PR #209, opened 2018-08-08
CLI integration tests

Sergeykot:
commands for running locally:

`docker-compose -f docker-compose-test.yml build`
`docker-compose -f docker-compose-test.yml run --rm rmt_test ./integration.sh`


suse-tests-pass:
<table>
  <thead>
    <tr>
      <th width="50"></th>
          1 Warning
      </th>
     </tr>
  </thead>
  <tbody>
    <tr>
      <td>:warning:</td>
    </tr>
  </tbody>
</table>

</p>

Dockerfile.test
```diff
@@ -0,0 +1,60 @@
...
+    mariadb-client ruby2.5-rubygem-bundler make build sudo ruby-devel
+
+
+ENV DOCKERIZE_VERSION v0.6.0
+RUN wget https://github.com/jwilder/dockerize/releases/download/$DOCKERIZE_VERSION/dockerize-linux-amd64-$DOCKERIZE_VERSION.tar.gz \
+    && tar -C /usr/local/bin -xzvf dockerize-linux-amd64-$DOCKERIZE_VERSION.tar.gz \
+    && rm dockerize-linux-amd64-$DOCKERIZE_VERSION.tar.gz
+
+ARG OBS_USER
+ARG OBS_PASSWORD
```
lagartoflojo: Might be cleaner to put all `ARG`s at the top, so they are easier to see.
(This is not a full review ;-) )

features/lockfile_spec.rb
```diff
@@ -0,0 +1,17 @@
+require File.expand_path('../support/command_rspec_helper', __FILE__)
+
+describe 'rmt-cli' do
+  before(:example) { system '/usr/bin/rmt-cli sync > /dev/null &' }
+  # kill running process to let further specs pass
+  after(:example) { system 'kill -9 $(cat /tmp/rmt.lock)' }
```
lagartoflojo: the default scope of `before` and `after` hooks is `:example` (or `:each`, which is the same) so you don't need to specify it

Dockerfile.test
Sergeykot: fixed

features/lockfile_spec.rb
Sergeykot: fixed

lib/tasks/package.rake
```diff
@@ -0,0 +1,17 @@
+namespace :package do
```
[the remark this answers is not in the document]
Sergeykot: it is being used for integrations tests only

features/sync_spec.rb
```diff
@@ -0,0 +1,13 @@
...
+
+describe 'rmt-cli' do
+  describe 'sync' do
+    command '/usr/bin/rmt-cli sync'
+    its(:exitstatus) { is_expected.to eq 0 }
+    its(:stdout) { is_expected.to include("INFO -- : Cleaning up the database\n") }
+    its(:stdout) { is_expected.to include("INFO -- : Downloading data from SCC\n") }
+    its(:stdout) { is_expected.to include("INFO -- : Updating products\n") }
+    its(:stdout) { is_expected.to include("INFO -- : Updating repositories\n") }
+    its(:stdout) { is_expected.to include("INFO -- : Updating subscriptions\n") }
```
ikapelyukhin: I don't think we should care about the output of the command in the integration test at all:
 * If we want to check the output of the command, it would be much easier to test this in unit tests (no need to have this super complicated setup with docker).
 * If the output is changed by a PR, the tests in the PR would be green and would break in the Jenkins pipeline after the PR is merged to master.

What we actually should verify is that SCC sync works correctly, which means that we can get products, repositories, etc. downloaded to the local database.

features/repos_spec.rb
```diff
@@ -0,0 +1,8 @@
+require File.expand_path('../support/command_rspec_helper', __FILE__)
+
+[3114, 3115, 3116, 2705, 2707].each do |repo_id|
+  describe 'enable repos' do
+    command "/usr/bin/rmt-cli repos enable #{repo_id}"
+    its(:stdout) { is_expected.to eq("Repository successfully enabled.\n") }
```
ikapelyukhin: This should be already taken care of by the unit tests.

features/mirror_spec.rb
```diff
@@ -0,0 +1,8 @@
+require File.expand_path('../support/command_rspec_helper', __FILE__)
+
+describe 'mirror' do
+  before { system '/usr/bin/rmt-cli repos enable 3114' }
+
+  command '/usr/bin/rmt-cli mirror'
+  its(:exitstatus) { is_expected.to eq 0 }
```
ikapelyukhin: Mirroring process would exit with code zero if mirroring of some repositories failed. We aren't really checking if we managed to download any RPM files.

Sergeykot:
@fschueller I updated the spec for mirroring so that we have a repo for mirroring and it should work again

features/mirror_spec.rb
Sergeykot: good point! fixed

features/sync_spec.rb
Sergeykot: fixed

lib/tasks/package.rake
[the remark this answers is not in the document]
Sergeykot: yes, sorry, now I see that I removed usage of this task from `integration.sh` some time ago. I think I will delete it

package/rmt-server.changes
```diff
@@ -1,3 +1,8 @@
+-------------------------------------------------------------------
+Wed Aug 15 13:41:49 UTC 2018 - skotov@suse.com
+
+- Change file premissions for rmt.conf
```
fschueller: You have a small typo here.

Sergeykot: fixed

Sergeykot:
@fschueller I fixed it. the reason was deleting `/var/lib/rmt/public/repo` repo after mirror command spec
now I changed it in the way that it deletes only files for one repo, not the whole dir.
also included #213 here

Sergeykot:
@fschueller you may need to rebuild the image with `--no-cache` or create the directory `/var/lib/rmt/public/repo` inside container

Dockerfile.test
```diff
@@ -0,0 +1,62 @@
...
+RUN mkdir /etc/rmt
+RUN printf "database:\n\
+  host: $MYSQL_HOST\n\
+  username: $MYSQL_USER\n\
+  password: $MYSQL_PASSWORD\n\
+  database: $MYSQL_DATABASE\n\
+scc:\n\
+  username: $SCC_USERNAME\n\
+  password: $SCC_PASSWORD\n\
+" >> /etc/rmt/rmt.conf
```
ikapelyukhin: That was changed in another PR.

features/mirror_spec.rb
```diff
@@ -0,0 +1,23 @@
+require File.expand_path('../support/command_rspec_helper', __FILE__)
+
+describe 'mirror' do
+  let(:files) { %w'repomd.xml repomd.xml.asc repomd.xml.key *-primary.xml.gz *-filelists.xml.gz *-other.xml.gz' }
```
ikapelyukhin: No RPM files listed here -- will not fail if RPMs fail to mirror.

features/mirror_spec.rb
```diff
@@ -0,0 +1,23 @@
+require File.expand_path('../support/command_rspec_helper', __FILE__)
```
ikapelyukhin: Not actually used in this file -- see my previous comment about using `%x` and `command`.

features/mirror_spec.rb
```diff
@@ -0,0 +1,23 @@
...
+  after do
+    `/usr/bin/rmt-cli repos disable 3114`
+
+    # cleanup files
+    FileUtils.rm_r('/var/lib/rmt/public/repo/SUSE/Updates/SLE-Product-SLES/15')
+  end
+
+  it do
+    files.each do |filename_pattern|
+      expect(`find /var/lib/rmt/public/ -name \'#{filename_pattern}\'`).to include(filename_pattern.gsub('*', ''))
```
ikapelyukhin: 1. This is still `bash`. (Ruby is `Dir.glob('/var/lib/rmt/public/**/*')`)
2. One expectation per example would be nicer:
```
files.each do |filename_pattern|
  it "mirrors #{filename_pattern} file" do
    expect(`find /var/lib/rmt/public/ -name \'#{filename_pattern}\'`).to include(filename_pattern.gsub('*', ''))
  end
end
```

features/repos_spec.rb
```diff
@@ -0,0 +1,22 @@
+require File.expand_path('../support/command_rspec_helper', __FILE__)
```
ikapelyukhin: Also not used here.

------------------------------------------------------------

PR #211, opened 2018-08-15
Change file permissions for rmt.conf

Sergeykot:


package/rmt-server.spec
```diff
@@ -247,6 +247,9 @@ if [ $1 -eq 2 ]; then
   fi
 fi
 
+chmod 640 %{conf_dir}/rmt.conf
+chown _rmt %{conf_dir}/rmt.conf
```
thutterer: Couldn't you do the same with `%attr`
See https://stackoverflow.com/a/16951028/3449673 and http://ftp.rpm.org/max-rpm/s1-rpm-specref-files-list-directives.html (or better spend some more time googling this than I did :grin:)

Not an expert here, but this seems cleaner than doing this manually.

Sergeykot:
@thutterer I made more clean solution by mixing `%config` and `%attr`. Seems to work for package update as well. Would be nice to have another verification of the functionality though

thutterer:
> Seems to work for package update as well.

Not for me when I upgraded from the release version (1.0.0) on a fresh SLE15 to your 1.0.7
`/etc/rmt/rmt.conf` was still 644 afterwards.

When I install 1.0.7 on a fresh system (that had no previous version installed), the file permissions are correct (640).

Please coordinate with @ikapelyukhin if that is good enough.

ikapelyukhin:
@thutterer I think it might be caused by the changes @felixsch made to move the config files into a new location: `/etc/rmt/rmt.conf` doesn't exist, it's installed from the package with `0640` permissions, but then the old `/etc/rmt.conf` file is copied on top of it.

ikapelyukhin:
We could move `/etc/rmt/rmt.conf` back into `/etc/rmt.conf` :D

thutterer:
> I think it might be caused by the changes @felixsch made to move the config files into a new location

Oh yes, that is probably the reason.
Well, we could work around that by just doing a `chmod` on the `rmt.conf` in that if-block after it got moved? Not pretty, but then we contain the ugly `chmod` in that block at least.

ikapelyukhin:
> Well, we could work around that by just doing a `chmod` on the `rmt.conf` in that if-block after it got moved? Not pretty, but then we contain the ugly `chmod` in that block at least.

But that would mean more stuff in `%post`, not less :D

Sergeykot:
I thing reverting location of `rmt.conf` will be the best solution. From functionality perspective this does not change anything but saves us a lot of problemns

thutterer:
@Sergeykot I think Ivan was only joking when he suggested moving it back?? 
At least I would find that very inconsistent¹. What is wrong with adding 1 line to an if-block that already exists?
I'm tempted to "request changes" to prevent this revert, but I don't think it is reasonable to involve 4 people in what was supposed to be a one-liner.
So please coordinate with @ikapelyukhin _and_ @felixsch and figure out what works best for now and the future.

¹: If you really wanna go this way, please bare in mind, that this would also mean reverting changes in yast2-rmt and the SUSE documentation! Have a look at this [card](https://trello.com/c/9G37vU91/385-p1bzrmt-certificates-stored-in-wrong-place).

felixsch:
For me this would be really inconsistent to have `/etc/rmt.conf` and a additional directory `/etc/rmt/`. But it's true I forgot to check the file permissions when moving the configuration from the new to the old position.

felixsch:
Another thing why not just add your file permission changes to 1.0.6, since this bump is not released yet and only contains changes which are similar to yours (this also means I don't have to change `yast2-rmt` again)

------------------------------------------------------------

■ About this exercise
The exercise is to copy out every line above that has the word "fresh" in it.

■ Result of this task
Not for me when I upgraded from the release version (1.0.0) on a fresh SLE15 to your 1.0.7
When I install 1.0.7 on a fresh system (that had no previous version installed), the file permissions are correct (640).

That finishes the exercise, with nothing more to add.